▸ EXERCISE INSTRUCTIONS:
Using the records below, transcribe word for word the stretch from the line that contains "Ensure that the" through the line that contains "Will not be", both end lines included, and nothing else.

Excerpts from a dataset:
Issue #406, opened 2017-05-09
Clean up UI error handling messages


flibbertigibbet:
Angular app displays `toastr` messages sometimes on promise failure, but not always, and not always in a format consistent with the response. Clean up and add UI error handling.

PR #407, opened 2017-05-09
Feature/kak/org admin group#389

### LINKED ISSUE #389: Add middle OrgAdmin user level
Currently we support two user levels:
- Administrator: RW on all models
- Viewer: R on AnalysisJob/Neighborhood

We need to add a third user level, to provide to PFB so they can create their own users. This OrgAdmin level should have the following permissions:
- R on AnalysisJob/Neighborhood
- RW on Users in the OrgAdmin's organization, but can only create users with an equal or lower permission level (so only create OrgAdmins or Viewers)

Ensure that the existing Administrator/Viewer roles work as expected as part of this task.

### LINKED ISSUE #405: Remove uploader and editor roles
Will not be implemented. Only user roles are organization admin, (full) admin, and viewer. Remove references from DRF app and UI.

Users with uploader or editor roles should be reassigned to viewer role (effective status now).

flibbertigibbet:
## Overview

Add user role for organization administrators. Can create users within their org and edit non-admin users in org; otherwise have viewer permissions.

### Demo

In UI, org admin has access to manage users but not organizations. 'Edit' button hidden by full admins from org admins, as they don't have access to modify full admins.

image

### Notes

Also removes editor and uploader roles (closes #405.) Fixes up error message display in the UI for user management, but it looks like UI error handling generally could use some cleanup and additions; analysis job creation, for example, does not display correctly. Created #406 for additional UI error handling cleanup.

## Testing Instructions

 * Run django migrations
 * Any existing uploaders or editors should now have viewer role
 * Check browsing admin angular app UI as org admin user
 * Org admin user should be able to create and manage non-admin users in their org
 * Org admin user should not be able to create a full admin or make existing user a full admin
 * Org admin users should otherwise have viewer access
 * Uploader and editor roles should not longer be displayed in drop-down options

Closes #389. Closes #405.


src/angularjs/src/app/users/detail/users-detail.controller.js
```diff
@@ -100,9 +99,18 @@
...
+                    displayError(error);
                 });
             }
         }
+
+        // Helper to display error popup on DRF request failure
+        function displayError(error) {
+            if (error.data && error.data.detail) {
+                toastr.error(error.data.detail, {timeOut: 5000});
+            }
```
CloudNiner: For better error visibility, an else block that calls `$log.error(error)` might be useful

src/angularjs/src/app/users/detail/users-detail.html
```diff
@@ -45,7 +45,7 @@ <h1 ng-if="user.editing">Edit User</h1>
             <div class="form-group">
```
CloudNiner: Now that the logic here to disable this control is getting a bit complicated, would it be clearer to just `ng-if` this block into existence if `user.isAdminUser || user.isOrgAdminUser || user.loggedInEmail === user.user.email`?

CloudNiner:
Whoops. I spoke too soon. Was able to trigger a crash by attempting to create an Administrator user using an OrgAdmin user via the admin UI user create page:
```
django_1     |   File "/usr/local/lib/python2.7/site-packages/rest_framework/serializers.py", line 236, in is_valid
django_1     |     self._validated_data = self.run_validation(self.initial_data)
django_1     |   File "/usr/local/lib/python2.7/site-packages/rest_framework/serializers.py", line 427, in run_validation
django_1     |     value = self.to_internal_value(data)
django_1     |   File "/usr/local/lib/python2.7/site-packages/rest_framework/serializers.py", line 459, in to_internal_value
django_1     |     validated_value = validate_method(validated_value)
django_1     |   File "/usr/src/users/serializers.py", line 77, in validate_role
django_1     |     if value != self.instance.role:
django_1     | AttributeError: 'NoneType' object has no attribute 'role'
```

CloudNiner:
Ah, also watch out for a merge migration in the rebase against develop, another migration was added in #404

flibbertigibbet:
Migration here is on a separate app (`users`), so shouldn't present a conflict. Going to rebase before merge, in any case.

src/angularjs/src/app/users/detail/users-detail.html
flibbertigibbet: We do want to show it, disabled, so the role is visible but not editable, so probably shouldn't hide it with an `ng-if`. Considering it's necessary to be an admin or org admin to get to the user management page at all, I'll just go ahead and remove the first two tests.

▸ SOLUTION:
Ensure that the existing Administrator/Viewer roles work as expected as part of this task.

### LINKED ISSUE #405: Remove uploader and editor roles
Will not be implemented. Only user roles are organization admin, (full) admin, and viewer. Remove references from DRF app and UI.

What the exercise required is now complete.